五人在花田里练剑,有情剑道的虹彩与半红半墨的花瓣相融,在半空织成巨大的花影。沈砚的剑势里藏着守护的沉,让花影愈发坚韧;苏璃的剑锋带着悲悯的柔,让花影透出安抚的光;乌娅的暖光裹着花影,让接触到的魂灵都露出释然的笑;星璃的星轨缠着花影,让两界的时间在花影里缓缓同步;苏寒则将所有力量汇入花影中心,让那里开出一朵巨大的同心花——一半是彼岸花,一半是忘川墨,中间是情丝界的所有生灵,手牵着手。
“这花影能‘渡’魂灵。”星璃望着花影下渐渐清晰的魂灵,“以前过忘川要喝孟婆汤,现在跟着花影走,就能带着记忆到情丝界——这是不是新的‘轮回’?”
“是更暖的轮回。”苏寒收剑时,花影里的魂灵正与情丝界的凡人相拥,“不必忘记,不必割舍,带着牵挂走,带着等待来,这才是生灵最本真的愿望。忘川墨的墨痕记着这份愿望,情丝界的花影圆着这份愿望,墨痕生花,生的就是这样的轮回。”
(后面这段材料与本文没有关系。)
PR #4154, opened 2025-03-17
Fix ineffciency in quantize histogram

Melirius:
### Description

Histogram quantization function `QuantizeHistogram` has a deficiency that generates runs of false thresholds for zeros in histogram when `cumsum == threshold * sum / num_chunks`. As a result it can provide `thresholds` vectors much longer than supposed `num_chunks` , especially if histogram has a long zero-tail (can be verified by putting assert there on tests). Such vectors mess up with `property_mapping` providing not only much more buckets than intended, but also wrapping them out as `size_t mapped` is saved into `uint8_t`.

This PR fixes the problem. Some sizes in the tests get up as the number of buckets decreases to prescribed values.

The fix uncovered also a problem in the second `RebalanceHistogram` approach, that can fail on nearly-flat histograms with many sub-1 entries in targets (can be verified by `QuantWeightsTest.RAW` excluding changes in [lib/jxl/enc_ans.cc](https://github.com/libjxl/libjxl/compare/main...Melirius:Fix-ineffciency-in-QuantizeHistogram?expand=1#diff-eae1dcaff25053843308883e33aff691cb95c69e78af1909f1695a1cdd73d4fa)). Allowing also rounding down from targets, this case can be covered.

### Pull Request Checklist

### DIFF
--- a/lib/jxl/enc_ans.cc
+++ b/lib/jxl/enc_ans.cc
@@ -160,6 +160,9 @@ bool RebalanceHistogram(const float* targets, int max_symbol,
       if (target >= count + 0.5f * inc && count + inc < table_size) {
         count += inc;
       }
+      if (target < count - 0.5f * inc && count - inc > 0) {
+        count -= inc;
+      }
       sum += count;
       counts[n] = count;
       const int count_log = FloorLog2Nonzero(count);
--- a/lib/jxl/jxl_test.cc
+++ b/lib/jxl/jxl_test.cc
@@ -925,7 +925,7 @@ TEST(JxlTest, RoundtripAlphaPremultiplied) {
 
   std::vector<uint8_t> compressed;
   EXPECT_TRUE(test::EncodeFile(cparams, io.get(), &compressed));
-  EXPECT_LE(compressed.size(), 18000u);
+  EXPECT_LE(compressed.size(), 18313u);
 
   for (bool use_image_callback : {false, true}) {
     for (bool unpremul_alpha : {false, true}) {
@@ -1081,7 +1081,7 @@ JXL_SLOW_TEST(JxlTest, RoundtripLossless8) {
   dparams.accepted_formats.push_back(t.ppf().frames[0].color.format);
 
   PackedPixelFile ppf_out;
-  EXPECT_EQ(Roundtrip(t.ppf(), cparams, dparams, pool.get(), &ppf_out), 223044);
+  EXPECT_EQ(Roundtrip(t.ppf(), cparams, dparams, pool.get(), &ppf_out), 223047);
   EXPECT_EQ(ComputeDistance2(t.ppf(), ppf_out), 0.0);
 }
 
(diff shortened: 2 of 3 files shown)


jonsneyers:
There are merge conflicts that have to be resolved.

Melirius:
Final version to rerun CI.

Melirius:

傍晚的花田旁,老木匠带着众人做“同心灯”。灯架是用忘川墨的老根与彼岸花的花茎做的,灯罩糊着星砂纸,上面用墨点画着两界的风景。点燃后,灯光透过灯罩,在地上映出半红半墨的花影,与花田里的花影连成一片,像天地间铺了层会发光的地毯。
“这灯能照到冥界去。”少年提着一盏灯走向雾散的方向,灯光穿过情丝界的光膜,在冥界的彼岸花海中亮起,那里的孤魂立刻朝着灯光的方向走来,“你看,他们知道这里有灯,有花,有人等。”
守在三生石旁的老者虚影终于动了,他跟着灯光穿过花影,在情丝界里见到了等他的人——他的妻子早已白发苍苍,正坐在老槐树下,手里捧着他生前最爱吃的糕点,糕点上插着一朵半红半墨的花。
“我就知道你会来。”老妪笑着递过糕点,眼泪落在花上,竟让花瓣又开出一层新的纹路,“你看这花,红的是你等我的日子,墨的是我等你的日子,合在一起,就是我们的日子。”
夜幕降临时,同心灯的光在两界连成一片。情丝界的花田里,半红半墨的花在灯下轻轻摇晃,根须在地下输送着两界的暖;冥界的彼岸花海中,孤魂们跟着灯光缓缓走来,脸上带着释然的笑;人间的村落里,等待的人都坐在灯下,手里捧着墨痕生花的信物,像捧着整个春天。
苏寒站在花田中央,看着灯光里相拥的身影,听着跨越阴阳的笑声,忽然觉得这就是情丝界最终的模样——没有界限,没有离别,只有墨痕生花的暖,只有等待成真的甜,只有两界生灵手牵手的平凡日子。
归墟海眼的水泽在夜色里泛着半红半墨的光,映着同心灯的影,映着相拥的人,映着每一朵正在绽放的花。苏寒知道,墨痕生花的故事还会继续——就像这花会一直开,这灯会一直亮,这等待会一直被记着,让所有被墨痕触碰过的生灵都明白:最遥远的距离,不是阴阳两隔,是心里没了牵挂;最温暖的奇迹,不是生死相随,是墨痕生花处,总有人在等你。而情丝界,就是那个让等待有处可去、让牵挂有处可依的地方,让每一笔墨痕,都能开出最温柔的花。